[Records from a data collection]
^^^^^^^^
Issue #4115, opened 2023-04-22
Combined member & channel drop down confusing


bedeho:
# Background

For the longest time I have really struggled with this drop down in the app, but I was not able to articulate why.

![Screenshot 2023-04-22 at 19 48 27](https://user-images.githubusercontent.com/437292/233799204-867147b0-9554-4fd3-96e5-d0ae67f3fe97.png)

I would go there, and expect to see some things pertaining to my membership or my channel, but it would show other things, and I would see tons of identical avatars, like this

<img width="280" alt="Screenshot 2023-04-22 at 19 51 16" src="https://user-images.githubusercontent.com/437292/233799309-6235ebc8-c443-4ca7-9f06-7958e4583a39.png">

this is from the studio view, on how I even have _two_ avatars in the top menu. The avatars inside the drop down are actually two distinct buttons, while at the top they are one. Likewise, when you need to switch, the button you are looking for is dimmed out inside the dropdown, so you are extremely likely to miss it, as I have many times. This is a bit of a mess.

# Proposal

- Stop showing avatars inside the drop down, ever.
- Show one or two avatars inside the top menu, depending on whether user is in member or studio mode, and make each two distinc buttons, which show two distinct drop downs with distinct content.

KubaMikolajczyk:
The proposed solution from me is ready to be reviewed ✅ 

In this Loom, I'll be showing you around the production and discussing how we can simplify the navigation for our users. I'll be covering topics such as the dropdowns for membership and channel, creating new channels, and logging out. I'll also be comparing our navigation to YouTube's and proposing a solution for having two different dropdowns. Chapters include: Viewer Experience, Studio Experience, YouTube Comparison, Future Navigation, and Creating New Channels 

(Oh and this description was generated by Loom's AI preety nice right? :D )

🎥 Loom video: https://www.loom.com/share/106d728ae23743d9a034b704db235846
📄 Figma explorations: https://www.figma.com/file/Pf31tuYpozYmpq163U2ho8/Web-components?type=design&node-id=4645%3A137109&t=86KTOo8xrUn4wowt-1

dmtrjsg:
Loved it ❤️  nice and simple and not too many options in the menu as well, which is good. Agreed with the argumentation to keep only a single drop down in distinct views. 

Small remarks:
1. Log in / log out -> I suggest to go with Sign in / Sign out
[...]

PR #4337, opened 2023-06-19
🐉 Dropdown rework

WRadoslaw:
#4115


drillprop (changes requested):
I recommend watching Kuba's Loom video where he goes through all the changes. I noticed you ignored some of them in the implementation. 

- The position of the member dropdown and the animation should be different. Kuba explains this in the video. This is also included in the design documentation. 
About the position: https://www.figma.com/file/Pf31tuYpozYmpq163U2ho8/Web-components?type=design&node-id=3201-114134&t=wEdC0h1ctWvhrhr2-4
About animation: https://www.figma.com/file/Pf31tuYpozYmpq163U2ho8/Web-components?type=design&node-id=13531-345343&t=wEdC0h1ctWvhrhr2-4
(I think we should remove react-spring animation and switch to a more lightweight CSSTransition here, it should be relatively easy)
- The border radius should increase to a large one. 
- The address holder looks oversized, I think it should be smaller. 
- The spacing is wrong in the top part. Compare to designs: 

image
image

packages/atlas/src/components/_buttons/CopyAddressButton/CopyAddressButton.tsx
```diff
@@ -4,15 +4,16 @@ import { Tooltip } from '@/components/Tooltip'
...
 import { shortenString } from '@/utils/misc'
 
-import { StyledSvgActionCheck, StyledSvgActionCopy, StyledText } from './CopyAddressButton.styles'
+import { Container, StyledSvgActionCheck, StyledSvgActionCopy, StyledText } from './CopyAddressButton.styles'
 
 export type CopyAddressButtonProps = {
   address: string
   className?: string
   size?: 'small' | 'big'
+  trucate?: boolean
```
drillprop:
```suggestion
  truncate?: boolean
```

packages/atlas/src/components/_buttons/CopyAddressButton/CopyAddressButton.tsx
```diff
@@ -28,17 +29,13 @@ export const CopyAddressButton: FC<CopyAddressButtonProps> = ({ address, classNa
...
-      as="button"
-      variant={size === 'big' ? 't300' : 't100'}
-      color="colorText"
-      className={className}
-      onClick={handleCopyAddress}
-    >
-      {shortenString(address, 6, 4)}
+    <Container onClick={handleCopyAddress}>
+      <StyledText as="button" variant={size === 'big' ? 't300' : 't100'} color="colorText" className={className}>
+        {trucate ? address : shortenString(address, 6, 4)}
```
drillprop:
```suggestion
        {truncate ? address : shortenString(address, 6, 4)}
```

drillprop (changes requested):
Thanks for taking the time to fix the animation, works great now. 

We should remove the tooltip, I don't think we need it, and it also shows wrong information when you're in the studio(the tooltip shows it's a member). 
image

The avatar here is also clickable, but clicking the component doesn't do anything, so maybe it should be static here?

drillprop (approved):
^^^^^^^^
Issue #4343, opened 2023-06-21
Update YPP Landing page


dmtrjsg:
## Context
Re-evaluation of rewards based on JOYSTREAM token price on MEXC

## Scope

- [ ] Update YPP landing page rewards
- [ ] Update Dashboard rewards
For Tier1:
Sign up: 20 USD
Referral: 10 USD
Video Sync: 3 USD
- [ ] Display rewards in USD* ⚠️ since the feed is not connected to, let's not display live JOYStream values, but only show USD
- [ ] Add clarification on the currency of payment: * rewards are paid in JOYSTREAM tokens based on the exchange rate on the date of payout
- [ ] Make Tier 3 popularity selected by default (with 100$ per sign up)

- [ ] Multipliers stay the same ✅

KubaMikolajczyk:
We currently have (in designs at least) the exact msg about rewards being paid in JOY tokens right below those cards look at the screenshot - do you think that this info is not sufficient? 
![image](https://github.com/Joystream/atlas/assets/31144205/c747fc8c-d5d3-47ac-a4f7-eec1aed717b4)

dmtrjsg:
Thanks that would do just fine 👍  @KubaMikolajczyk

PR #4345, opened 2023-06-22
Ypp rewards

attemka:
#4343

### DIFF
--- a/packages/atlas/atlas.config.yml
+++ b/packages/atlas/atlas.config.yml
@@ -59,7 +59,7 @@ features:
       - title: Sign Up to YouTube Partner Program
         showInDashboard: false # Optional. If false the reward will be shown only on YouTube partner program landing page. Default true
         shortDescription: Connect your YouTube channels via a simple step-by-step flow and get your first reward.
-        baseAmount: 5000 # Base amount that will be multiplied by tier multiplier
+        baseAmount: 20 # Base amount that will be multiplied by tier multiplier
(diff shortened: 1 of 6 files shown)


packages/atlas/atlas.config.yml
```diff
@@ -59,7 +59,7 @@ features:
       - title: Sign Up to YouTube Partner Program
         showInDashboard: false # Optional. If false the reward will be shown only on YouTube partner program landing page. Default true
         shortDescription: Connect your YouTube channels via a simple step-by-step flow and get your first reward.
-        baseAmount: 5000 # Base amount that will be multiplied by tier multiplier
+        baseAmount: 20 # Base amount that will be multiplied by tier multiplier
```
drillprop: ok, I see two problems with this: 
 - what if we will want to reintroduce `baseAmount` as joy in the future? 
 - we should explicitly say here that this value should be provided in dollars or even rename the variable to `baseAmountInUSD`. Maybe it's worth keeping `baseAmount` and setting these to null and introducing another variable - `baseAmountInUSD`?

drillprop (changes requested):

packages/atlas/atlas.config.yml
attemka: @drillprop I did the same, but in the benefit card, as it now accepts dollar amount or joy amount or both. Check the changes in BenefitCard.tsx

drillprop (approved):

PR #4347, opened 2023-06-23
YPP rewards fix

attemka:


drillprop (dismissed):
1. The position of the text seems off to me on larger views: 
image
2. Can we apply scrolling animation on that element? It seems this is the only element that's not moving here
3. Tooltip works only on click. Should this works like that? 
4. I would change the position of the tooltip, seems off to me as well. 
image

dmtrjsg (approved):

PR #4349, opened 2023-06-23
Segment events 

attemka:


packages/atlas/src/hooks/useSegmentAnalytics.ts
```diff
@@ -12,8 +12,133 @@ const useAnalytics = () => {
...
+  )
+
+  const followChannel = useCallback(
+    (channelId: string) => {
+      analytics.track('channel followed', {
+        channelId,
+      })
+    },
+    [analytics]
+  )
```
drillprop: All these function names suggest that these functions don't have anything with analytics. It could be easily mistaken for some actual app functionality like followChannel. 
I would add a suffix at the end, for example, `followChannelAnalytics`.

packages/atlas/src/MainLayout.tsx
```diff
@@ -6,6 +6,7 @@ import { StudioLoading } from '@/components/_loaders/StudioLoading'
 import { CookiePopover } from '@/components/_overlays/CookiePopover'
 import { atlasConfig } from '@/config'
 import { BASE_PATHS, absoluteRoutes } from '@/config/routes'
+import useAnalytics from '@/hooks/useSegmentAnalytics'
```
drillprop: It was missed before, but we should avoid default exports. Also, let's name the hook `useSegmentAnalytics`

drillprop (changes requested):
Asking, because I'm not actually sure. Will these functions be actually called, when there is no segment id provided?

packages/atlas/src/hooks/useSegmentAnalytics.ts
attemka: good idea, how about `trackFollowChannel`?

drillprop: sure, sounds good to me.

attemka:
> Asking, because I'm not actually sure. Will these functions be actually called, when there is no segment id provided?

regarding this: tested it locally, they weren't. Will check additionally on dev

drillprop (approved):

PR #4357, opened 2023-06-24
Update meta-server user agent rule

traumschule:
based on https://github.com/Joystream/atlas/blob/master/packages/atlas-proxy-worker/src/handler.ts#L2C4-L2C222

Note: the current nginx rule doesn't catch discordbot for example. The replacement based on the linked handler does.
^^^^^^^^
Task: If a line above contains the word "example", list it.

Finished exercise:
I would add a suffix at the end, for example, `followChannelAnalytics`.
Note: the current nginx rule doesn't catch discordbot for example. The replacement based on the linked handler does.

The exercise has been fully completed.